=== DATA TO USE ===

PR #46, opened 2025-04-04
Implement unpack-image command

frelon:
Unpack-image unpacks a remote or local image into a target directory.

### DIFF
--- a/internal/cli/action/unpack.go
+++ b/internal/cli/action/unpack.go
@@ -18,8 +18,9 @@ limitations under the License.
 package action
 
 import (
-	"context"
 	"fmt"
+	"os/signal"
+	"syscall"
 
 	"github.com/urfave/cli/v2"
 
@@ -43,12 +44,21 @@ func Unpack(ctx *cli.Context) error {
 		WithPlatformRef(args.Platform).
 		WithVerify(args.Verify)
 
-	_, err := unpacker.Unpack(context.Background(), args.TargetDir)
+	ctxSignal, stop := signal.NotifyContext(ctx.Context, syscall.SIGTERM, syscall.SIGINT)
+	defer stop()
+
+	go func() {
+		<-ctx.Done()
+		stop()
+	}()
+
+	_, err := unpacker.Unpack(ctxSignal, args.TargetDir)
 	if err != nil {
 		s.Logger().Error("Failed to unpack image %s: %s", args.Image, err.Error())
+		return err
 	}
 
 	s.Logger().Info("Image %s unpacked", args.Image)
 
-	return err
+	return nil
 }
--- a/internal/cli/action/unpack.go
+++ b/internal/cli/action/unpack.go
@@ -1,0 +1,54 @@
+/*
+Copyright © 2025 SUSE LLC
+SPDX-License-Identifier: Apache-2.0
+
+Licensed under the Apache License, Version 2.0 (the "License");
+you may not use this file except in compliance with the License.
+You may obtain a copy of the License at
+
+    http://www.apache.org/licenses/LICENSE-2.0
+
+Unless required by applicable law or agreed to in writing, software
+distributed under the License is distributed on an "AS IS" BASIS,
+WITHOUT WARRANTIES OR CONDITIONS OF ANY KIND, either express or implied.
+See the License for the specific language governing permissions and
+limitations under the License.
+*/
+
+package action
+
+import (
+	"context"
+	"fmt"
+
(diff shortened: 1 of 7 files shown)


davidcassany:
@frelon I guess this conflicting with #42, it should be easy to rebase though.

Nice porting this command, it is a handy one 😉

frelon:
> @frelon I guess this conflicting with #42, it should be easy to rebase though.
> 
> Nice porting this command, it is a handy one 😉

Yep, I put it up as a draft quickly to share, it's also missing tests but I will rebase and add that once #42 is merged :+1:

internal/cli/cmd/unpack-image.go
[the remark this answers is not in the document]
frelon: In elemental we used to name the `cmd/*` files exactly as the actual command so it was clear where the command was implemented.

I'm not against changing to use _ but maybe we should have that in a style-guide and a linter error so it's not subjective.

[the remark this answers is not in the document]
rdoxenham: Ahh got it, my mistake/misunderstanding. Thanks for clearing this up! A style-guide/linter would certainly be a good outcome.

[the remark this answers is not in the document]
frelon: I will bring this up on our weekly to see if we add this as a lint-rule.

internal/cli/action/unpack.go
```diff
@@ -0,0 +1,54 @@
...
+	var s *sys.System
+	args := &cmd.UnpackArgs
+	if ctx.App.Metadata == nil || ctx.App.Metadata["system"] == nil {
+		return fmt.Errorf("error setting up initial configuration")
+	}
+	s = ctx.App.Metadata["system"].(*sys.System)
+
+	s.Logger().Info("Starting unpack action with args: %+v", args)
+
+	unpacker := unpack.NewOCIUnpacker(s, args.Image).
```
davidcassany, line 41: I am wondering if it would make sense here to use the unpacker interface to support the same sort of types as in install command. The only detail to consider are the specific OCI options which are not existing within the other unpacker types.

In fact I realize that Local, Platform and Verify options are not available at install time as they are not mapped to anything. Probably it makes sense trying to fix this first and then rebase again and use the `NewUnpacker` method instead. I guess we can make these options generic and only effective in OCI case.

===

▶ [EXERCISE REQUIREMENTS]:
Please reply with an exact copy of the lines above, starting at the first and ending at the line that holds "under the Apache".

▶ [REPLY]:
PR #46, opened 2025-04-04
Implement unpack-image command

frelon:
Unpack-image unpacks a remote or local image into a target directory.

### DIFF
--- a/internal/cli/action/unpack.go
+++ b/internal/cli/action/unpack.go
@@ -18,8 +18,9 @@ limitations under the License.
 package action
 
 import (
-	"context"
 	"fmt"
+	"os/signal"
+	"syscall"
 
 	"github.com/urfave/cli/v2"
 
@@ -43,12 +44,21 @@ func Unpack(ctx *cli.Context) error {
 		WithPlatformRef(args.Platform).
 		WithVerify(args.Verify)
 
-	_, err := unpacker.Unpack(context.Background(), args.TargetDir)
+	ctxSignal, stop := signal.NotifyContext(ctx.Context, syscall.SIGTERM, syscall.SIGINT)
+	defer stop()
+
+	go func() {
+		<-ctx.Done()
+		stop()
+	}()
+
+	_, err := unpacker.Unpack(ctxSignal, args.TargetDir)
 	if err != nil {
 		s.Logger().Error("Failed to unpack image %s: %s", args.Image, err.Error())
+		return err
 	}
 
 	s.Logger().Info("Image %s unpacked", args.Image)
 
-	return err
+	return nil
 }
--- a/internal/cli/action/unpack.go
+++ b/internal/cli/action/unpack.go
@@ -1,0 +1,54 @@
+/*
+Copyright © 2025 SUSE LLC
+SPDX-License-Identifier: Apache-2.0
+
+Licensed under the Apache License, Version 2.0 (the "License");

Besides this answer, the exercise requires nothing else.